Task to carry out:
Among the lines below, keep only those from the one containing "--- a/src/search/search_encoding.h" through the one containing "(diff shortened: 1 of 6 files shown)", and reproduce them exactly.
* * * * *
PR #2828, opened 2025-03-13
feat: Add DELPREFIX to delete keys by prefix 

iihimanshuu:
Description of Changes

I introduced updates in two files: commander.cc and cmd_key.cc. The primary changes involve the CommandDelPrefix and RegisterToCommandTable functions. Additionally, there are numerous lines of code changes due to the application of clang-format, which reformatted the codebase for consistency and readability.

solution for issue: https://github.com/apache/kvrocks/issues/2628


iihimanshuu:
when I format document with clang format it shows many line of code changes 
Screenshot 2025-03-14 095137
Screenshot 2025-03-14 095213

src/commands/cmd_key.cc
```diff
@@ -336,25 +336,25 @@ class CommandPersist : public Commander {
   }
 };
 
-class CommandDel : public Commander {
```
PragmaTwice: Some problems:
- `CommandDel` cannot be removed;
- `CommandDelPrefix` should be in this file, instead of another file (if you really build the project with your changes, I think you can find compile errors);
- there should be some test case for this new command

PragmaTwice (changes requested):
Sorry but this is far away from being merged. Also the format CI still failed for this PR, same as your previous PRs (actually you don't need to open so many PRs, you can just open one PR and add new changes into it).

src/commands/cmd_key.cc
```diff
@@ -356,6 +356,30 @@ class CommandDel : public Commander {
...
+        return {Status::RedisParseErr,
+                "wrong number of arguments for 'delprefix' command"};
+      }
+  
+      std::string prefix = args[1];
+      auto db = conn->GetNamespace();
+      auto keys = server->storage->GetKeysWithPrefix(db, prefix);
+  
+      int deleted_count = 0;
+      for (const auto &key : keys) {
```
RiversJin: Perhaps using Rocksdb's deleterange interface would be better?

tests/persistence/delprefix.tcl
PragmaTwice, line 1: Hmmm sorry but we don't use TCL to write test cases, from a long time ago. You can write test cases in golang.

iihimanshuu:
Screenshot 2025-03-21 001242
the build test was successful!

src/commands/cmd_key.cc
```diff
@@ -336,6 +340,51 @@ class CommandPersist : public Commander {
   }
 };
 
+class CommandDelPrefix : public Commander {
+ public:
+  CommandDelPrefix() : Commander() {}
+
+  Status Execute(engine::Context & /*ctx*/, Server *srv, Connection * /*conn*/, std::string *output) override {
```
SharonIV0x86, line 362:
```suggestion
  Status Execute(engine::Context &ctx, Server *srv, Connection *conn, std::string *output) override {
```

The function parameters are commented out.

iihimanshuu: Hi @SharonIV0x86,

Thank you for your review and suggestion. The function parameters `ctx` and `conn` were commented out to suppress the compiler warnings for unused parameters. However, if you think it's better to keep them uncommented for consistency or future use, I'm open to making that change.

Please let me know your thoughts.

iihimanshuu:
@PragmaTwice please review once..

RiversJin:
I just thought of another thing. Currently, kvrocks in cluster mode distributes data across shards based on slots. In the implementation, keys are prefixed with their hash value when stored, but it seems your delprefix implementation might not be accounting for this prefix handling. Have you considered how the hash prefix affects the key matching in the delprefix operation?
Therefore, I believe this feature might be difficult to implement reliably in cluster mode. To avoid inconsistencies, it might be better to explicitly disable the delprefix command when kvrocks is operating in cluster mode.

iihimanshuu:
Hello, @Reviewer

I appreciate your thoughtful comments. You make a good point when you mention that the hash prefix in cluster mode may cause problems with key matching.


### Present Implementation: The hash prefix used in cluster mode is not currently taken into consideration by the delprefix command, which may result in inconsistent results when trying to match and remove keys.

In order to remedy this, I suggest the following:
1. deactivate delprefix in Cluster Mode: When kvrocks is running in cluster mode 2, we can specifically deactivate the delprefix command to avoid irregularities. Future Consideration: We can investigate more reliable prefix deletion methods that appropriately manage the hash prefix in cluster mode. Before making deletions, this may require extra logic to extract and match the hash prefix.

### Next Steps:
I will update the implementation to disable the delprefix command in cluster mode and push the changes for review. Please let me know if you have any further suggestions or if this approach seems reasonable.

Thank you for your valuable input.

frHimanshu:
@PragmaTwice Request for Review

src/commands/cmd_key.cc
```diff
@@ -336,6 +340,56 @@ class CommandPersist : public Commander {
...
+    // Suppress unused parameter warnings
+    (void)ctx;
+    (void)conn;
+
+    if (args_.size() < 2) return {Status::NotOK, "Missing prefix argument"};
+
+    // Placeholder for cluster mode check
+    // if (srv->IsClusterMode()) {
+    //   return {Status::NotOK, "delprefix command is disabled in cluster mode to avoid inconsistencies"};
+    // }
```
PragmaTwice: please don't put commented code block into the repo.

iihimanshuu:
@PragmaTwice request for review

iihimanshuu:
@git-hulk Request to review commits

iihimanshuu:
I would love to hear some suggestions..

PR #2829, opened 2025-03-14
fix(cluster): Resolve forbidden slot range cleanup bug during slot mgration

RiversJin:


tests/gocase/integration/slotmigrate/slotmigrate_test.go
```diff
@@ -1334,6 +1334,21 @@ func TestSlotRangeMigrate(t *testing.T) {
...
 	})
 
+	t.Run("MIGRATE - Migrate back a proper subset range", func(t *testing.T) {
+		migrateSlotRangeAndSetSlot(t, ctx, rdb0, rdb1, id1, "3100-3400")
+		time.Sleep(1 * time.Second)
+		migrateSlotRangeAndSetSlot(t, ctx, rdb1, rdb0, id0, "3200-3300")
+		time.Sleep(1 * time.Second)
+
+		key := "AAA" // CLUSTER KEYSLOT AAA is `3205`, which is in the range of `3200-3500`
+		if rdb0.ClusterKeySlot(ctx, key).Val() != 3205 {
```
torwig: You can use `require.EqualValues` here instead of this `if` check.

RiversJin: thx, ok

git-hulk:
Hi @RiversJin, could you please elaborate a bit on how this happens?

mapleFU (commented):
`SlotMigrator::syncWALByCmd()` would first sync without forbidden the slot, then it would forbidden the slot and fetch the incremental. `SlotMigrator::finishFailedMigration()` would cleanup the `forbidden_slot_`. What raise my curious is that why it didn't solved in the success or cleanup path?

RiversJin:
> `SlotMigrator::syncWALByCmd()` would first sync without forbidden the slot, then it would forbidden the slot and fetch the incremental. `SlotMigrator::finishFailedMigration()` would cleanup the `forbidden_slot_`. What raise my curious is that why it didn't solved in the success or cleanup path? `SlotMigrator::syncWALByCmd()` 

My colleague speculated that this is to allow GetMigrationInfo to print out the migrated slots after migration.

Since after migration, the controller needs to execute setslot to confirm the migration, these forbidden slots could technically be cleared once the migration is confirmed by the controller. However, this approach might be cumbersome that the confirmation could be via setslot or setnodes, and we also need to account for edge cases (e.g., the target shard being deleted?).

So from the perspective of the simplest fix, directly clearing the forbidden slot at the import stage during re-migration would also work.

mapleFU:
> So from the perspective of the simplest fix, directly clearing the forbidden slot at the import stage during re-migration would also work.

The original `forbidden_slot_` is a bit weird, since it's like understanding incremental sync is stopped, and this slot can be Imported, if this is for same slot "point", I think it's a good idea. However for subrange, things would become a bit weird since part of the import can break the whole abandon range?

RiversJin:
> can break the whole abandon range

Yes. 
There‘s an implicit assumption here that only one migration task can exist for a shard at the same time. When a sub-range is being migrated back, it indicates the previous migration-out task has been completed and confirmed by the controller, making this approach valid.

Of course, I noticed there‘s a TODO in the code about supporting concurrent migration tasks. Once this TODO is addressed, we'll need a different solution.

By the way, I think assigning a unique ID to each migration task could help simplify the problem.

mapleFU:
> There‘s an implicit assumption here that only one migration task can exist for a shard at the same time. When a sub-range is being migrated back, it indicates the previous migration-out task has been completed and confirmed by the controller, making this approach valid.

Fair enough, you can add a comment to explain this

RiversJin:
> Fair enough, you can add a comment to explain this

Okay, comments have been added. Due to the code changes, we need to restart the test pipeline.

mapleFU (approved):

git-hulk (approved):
* * * * *
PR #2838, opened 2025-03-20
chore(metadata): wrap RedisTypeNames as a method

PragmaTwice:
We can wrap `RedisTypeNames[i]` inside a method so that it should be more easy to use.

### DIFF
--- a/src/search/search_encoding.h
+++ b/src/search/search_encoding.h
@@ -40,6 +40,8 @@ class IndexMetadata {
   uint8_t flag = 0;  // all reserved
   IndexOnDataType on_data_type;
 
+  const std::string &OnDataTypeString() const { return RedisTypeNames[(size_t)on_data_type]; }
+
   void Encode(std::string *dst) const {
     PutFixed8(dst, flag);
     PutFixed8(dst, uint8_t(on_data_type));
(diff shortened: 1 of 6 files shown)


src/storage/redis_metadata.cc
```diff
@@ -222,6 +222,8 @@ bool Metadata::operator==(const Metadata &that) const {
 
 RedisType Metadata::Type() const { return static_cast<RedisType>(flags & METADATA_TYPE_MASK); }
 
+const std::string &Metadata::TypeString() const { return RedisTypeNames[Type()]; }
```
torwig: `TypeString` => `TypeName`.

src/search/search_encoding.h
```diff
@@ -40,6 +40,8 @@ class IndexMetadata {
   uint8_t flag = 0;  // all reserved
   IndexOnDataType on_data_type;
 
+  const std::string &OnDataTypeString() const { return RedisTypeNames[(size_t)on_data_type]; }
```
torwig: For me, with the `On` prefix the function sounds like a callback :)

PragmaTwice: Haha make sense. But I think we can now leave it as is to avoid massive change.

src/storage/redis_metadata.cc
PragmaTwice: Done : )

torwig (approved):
* * * * *
Your response:
--- a/src/search/search_encoding.h
+++ b/src/search/search_encoding.h
@@ -40,6 +40,8 @@ class IndexMetadata {
   uint8_t flag = 0;  // all reserved
   IndexOnDataType on_data_type;
 
+  const std::string &OnDataTypeString() const { return RedisTypeNames[(size_t)on_data_type]; }
+
   void Encode(std::string *dst) const {
     PutFixed8(dst, flag);
     PutFixed8(dst, uint8_t(on_data_type));
(diff shortened: 1 of 6 files shown)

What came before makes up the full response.